◆ EXERCISE REQUIREMENTS
Collect from the data below each line with "enough".

◆ SOURCE DATA
PR #477, opened 2023-09-07
New PHAR build

stloyd:
<h2>Change Log</h2>
<div id="change-log">
  <h4>Added</h4>
  <ul id="added">
    <li>Added new Phar module that generates Flow-PHP phar file</li>
  </ul> 
  <h4>Fixed</h4>  
  <ul id="fixed">
    
  </ul>
  <h4>Changed</h4>
  <ul id="changed">
    
  </ul>  
  <h4>Removed</h4>
  <ul id="removed">
    
  </ul>
  <h4>Deprecated</h4>
  <ul id="deprecated">
    
  </ul>  
  <h4>Security</h4> 
  <ul id="security">
    
  </ul>     
</div>
<hr/>

<h2>Description</h2>

### Phar

1. Update dependencies: `composer install`,
2. Run the compilation step (be sure you have a `phar` extension enabled in your PHP binary): `composer build:compile`,
3. Test adjusted example with brand new phar: `./flow-php.phar examples/topics/aggregations/power_plant.php`

Expected result:
```shell
+---------+--------------------+---------------------+--------------------+---------------------+--------------------+---------------------+--------------------+---------------------+-------------+
|    date | production_kwh_avg | consumption_kwh_avg | production_kwh_min | consumption_kwh_min | production_kwh_max | consumption_kwh_max | production_kwh_sum | consumption_kwh_sum | consumption |
+---------+--------------------+---------------------+--------------------+---------------------+--------------------+---------------------+--------------------+---------------------+-------------+
| 2022/01 |              12.54 |               16.94 |               2.11 |               12.65 |              37.34 |               23.36 |             388.66 |               525.2 |     135.13% |
| 2022/02 |               24.5 |               17.75 |               5.41 |               14.76 |              48.16 |               29.04 |             685.93 |              497.11 |      72.47% |
| 2022/03 |              44.71 |               16.48 |               4.73 |               12.15 |              63.89 |               21.69 |            1386.03 |              510.81 |      36.85% |
| 2022/04 |              32.03 |               14.72 |               1.26 |                 3.5 |              57.02 |               22.11 |             448.42 |              206.09 |      45.96% |
+---------+--------------------+---------------------+--------------------+---------------------+--------------------+---------------------+--------------------+---------------------+-------------+
4 rows
```

----

```shell
stloyd@MacBook-Pro-2 flow % ./flow-php.phar --version
Flow-PHP - Extract Transform Load - Data processing framework 1.0.x-02fba709
```


.github/workflows/build-executable.yml
```diff
@@ -0,0 +1,90 @@
...
+          workflow: "release-build.yml"
+          name: "spc-linux-x86_64"
+
+      - name: Validate SPC bin
+        run: |
+          chmod +x spc
+          ./spc --version
+
+      - name: "Download sources"
+        run: ./spc download --with-php=${{ matrix.php-version }} php-src,micro,pkg-config,onig,zlib,openssl,gmp,libiconv,libxml2
```
stloyd: We can add an additional cache layer for those files.

.github/workflows/build-executable.yml
```diff
@@ -0,0 +1,90 @@
...
+
+      - name: "Build phpmicro Executable"
+        run: |
+          SPC_USE_SUDO=yes ./spc doctor --auto-fix
+          ./spc build pcntl,posix,mbstring,tokenizer,dom,xmlreader,filter,openssl,bcmath,gmp,fileinfo,phar --build-micro
```
stloyd: When this PR (https://github.com/crazywhalecc/static-php-cli/pull/188) lands, we can greatly reduce the time of the build.

.github/workflows/build-executable.yml
stloyd: Added in: https://github.com/flow-php/flow/pull/477/commits/ab8130bccf63e36c9e969ec09c9306032b1edff2

build/runtime.php
```diff
@@ -0,0 +1,46 @@
...
+
+            return Command::FAILURE;
+        }
+
+        $pipeline = include $filename;
+        if (!$pipeline instanceof DataFrame) {
+            $style->error('Expecting Flow-PHP DataFrame, received: ' . (is_object($pipeline) ? get_class($pipeline) : gettype($pipeline)));
+
+            return Command::FAILURE;
+        }
```
norberttech: This logic could be extracted to standalone DataFrameLoader which can be properly covered with tests

build/runtime.php
```diff
@@ -0,0 +1,46 @@
...
+        $style = new SymfonyStyle($input, $output);
+
+        $filename = (string) $input->getArgument('input-file');
+        if (!\file_exists($filename)) {
+            $style->error("Input file ($filename) doesn't exists!");
+
+            return Command::FAILURE;
+        }
+
+        if (!\str_ends_with($filename, '.php')) {
```
norberttech: I think I would read the first 5 bytes of the file and check if it starts from `<?php` string (lower/upper case)

build/runtime.php
norberttech: once this is extracted to standalone class (it can be passed by constructor with default implementation) you can also put a simple test for this command and pass DataFrameLoader as a mock

build/version.php
```diff
@@ -0,0 +1,11 @@
+<?php
+
+declare(strict_types=1);
+
+final class FlowVersion
+{
+    public static function getVersion(): string
+    {
+        return '1.0.x-@git_commit_short@';
```
norberttech, line 9: Could you elaborate on this one? I'm not sure if I understand why it's needed

.github/workflows/build-executable.yml
norberttech: any chance to put snappy extension here?

norberttech:
is there a way to reproduce the same process from github actions workflow locally without using act to emulate actions?

build/runtime.php
stloyd: Where do you see this new class? Cause it's not a real loader like we have already in ETL, so implementing the `Loader` interface seems wrong (as we don't have context nor rows).

build/version.php
stloyd: It allows us to set the version of build phar (and binary in the end), so we could build them based on the `1.x` branch as well on other versioning, it was just an idea to match the current branch name and add git commit into the name of the version, I'm open to change this.

build/runtime.php
norberttech: ah sorry I wasn't thinking about making it an ETL Loader, it's just a name, could be also DataFrameFactory or anything similar

build/version.php
norberttech: but is the `git_commit_short` a placeholder or just a hardcoded value? The only thing I'm worried if this value is hardcoded is that we will never remember to update it while releasing new versions.

.github/workflows/build-executable.yml
stloyd: Added but seems like there is a bug to build snappy on Ubuntu, I will report later to the library.

stloyd:
Added notes to the description, should be enough to generate the binary locally.

build/version.php
stloyd: It's a placeholder for the Box library, when compiling phar it's replaced with a proper git commit.

Refs: https://box-project.github.io/box/configuration/#replaceable-placeholders

norberttech:
> Added notes to the description, should be enough to generate the binary locally.

I can't see it, did you maybe forgot to push the commit?

build/runtime.php
stloyd: Done.

.github/workflows/build-executable.yml
stloyd: Error for Snappy + Ubuntu: https://github.com/crazywhalecc/static-php-cli/issues/195

.github/workflows/build-executable.yml
```diff
@@ -0,0 +1,129 @@
+name: Build Flow-PHP executable
+
+on:
+  pull_request:
```
norberttech: do we need to build execs at every PR? Maybe we can schedule it for daily and then for releases?

stloyd: I would leave 2-3 options (this one is for testing), merge to the main branch, release and maybe manual trigger, or just the last two.

PR #554, opened 2023-10-09
Adjust `size` expression to behave similarly to the `count` one

stloyd:
<h2>Change Log</h2>
<div id="change-log">
  <h4>Added</h4>
  <ul id="added">
    
  </ul> 
  <h4>Fixed</h4>  
  <ul id="fixed">
    
  </ul>
  <h4>Changed</h4>
  <ul id="changed">
    <li>Adjust the `size` expression to behave similarly to the `count` one</li>
  </ul>  
  <h4>Removed</h4>
  <ul id="removed">
    
  </ul>
  <h4>Deprecated</h4>
  <ul id="deprecated">
    
  </ul>  
  <h4>Security</h4> 
  <ul id="security">
    
  </ul>     
</div>
<hr/>

<h2>Description</h2>

Now, the `size` expression will return `null` when calling it on non-string & non-countable values, similarly to what's done for the `count` expression.

### DIFF
--- a/src/core/etl/src/Flow/ETL/Row/Reference/Expression/Size.php
+++ b/src/core/etl/src/Flow/ETL/Row/Reference/Expression/Size.php
@@ -4,7 +4,6 @@ declare(strict_types=1);
 
 namespace Flow\ETL\Row\Reference\Expression;
 
-use Flow\ETL\Exception\RuntimeException;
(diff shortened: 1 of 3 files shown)


norberttech:
That should be default behavior for any expression, if execution is not possible on given cell, it should return null 👏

◆ TASK OUTPUT
Added notes to the description, should be enough to generate the binary locally.
> Added notes to the description, should be enough to generate the binary locally.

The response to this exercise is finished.